Friday, September 13, 2013

Chewing on Empty Calories...



Its 10:44am and I’m incessantly chomping down on my gum typing 90 mph. All I know at this moment in time is my gum is rapidly becoming stale, I’m irritated and I want to shoot myself in the foot for where I am today. Most days I’m pretty happy where I am in life. Despite all my challenges and missed opportunities I am grateful for the person I am today. I still have much to accomplish and become. However, I’m exhausting myself thinking about how much I just didn't do or perhaps simply fucked up in my 20’s. I know hindsight is 20/20 and it’s keeping your eyes on the prize that matters.

I just resent wasted time. I resent not trying harder in school and finding a better job. I resent my demons that taxed so much of my mind and body that there is an ongoing extensive rehab project. I should have saved more. I should have learned more. I should have worked more. I should have loved more. My quarter-life crisis grew into a full-fledged kindergartner and then one day it just simply missed the bus. As abruptly as those days were over I discovered a new compounding cluster of obscurity emerged.  I think I found myself moving forward through a continuous haboob. Luckily, much has cleared up but somewhere near is the clarity I’m so eagerly searching for now.

Through much of my resentment and hindsight I found passion again. I realized the power of passion and how greatly it impacts our existence. I came to his write this blog to seek clarity and calmness. The key strike is slower and lighter. I need to stop existing to get through the days, but instead fuel my passion to create powerful days com-busting with love, positivity, compassion and purpose. I figure my existence on this earth is validated by one single act a day; if I can help or make one person smile the validity of my purpose is solidified. I've simplified it to those terms and I think it works. 

Starting each day with a simplistic positive attitude enriches the rest of our day.  I've learned the recipe for happiness in life is truly about making the most of one day at a time and helping one person at a time. Michael Jackson did leave us one of the powerful messages before his early departure to start with the man in the mirror and make that change. I know the song is so cliche but speaks volumes of truth. It starts from within and ripples outward. The universe knew what it was doing when energy was created. I truly believe in the law of attraction: what you put out will multiply when it comes back to you. Catch a ripple and pass it on. In fact ride the ripple and you’ll find yourself surfing bigger waves of positivity and happiness.


Monday, February 11, 2013

Happy FATanniversary!

We must celebrate our past of victories and success in life no matter how big or small the feat. I've been celebrating my weight loss/lifestyle change since 2005. I walked into a Columbus, Ohio Weight Watchers on February 11, 2005. My mother had offered to pay to get me started. She had wanted me to start right after the new year but I couldn't dare deal with all those women lined up like a Christmas shopping rush ready to lose weight. I waited until the dust settled. Week by week my mother urged me to go. I went on a Tuesday and ran out crying but determined. I wasn't my heaviest but I was obese and it hurt, literally.

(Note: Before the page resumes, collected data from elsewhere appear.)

PR #1481, opened 2023-10-03
Android: add boundary checking to Key.alKey()

alemart:
This patch adds boundary checking to `Key.alKey()`. The input `keyCode` [is not guaranteed to be in the [0,255] range](https://developer.android.com/reference/android/view/KeyEvent) (e.g., Android TV).


SiegeLord:
Thanks!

Every year I celebrate in my own little way. All year long I realize I beat myself up and I am truly my own critic. It takes me looking at my before picture to really put things in perspective. Today, I made myself up putting on my most expensive red lipstick (MAC) and took my time looking at myself in the mirror not once criticizing the woman staring me back. I thought I would lose weight and be done with that part of my life and that's it. I've found that's not the case and it's a lifestyle change and it takes work and I'm nowhere done. I've got so much to do.

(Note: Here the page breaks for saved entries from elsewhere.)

PR #1483, opened 2023-10-04
Android: add new joystick buttons

### LINKED ISSUE #1482: Android: missing joystick buttons
Currently, the Android version of Allegro detects gamepads as having 11 buttons: A, B, X, Y, L1, R1, DPAD_LEFT, DPAD_RIGHT, DPAD_UP, DPAD_DOWN and MENU. It would be nice if we could use the joystick API to read the state of other buttons such as: SELECT, START, THUMBL, THUMBR, L2, R2, DPAD_CENTER...

https://developer.android.com/develop/ui/views/touch-and-input/game-controllers/controller-input

Related to #1479

alemart:
This patch adds the following joystick buttons: DPAD_CENTER, L2, R2, THUMBL, THUMBR, START, SELECT, MODE.

Closes #1482.


alemart:
Commit c3a855995a4da1f5834759dc92f66ec660a0430e adds all gamepad buttons, as requested in #1479, and improves the design of the Android joystick as follows:   
- Adds BUTTON_Z and BUTTON_C
- Adds KEYCODE_BACK as an alias to KEYCODE_BUTTON_SELECT, as in SDL
- Changes KEYCODE_MENU and makes it an alias to KEYCODE_BUTTON_START, as in SDL
- Adds generic gamepad buttons 1 to 16 and maps them to button numbers 20 .. 35, as in SDL

References:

If I could tell my 27 year old self what to expect I would tell her what I tell everyone so...
I'll compile a list:
  • Starting is the hardest part. 
  • Fear will cripple and destroy you. Fear nothing. 
  • My grandmother had in her classroom, "If at first you don't succeed...try try try again."
  • Always have a GOAL, A PLAN, A BACKUP PLAN AND WILLPOWER.
  • It won't be easy. Giving up is harder. 
  • Don't expect change overnight. 
  • Expect to fall down. Get back up. 
  • There will be bad days. They are necessary. 
  • Love yourself no matter. 
  • People will critique you and call you names. 
  • People will EXPECT you to FAIL. 
  • You can do it on your own. 
  • Keep running. It will get easier. 
  • Keep running. Get a good sports bra. You will run half marathons. You will run faster than you did as a kid. 
  • Failure is not an option.
  • Take your health seriously like it's your job. 
  • You are the only person holding you back from achieving your goals. 
  • There are NO EXCUSES. 
  • YOU are never finished. 
  • YOU ARE BEAUTIFUL. 

I lost two extraordinary women growing up. They barely made it to my current age. My cousin dropped dead of an enlarged heart. I wonder if she would have taken better care of herself and taken her health seriously would she still be here today to see her grandchildren?

I value my time here on earth and how I'm still here so I need to honor my health. So, if I could comfort myself back on February 11, 2005, I would sit next to me in the car hand over some tissues and simply say, "DON'T STOP."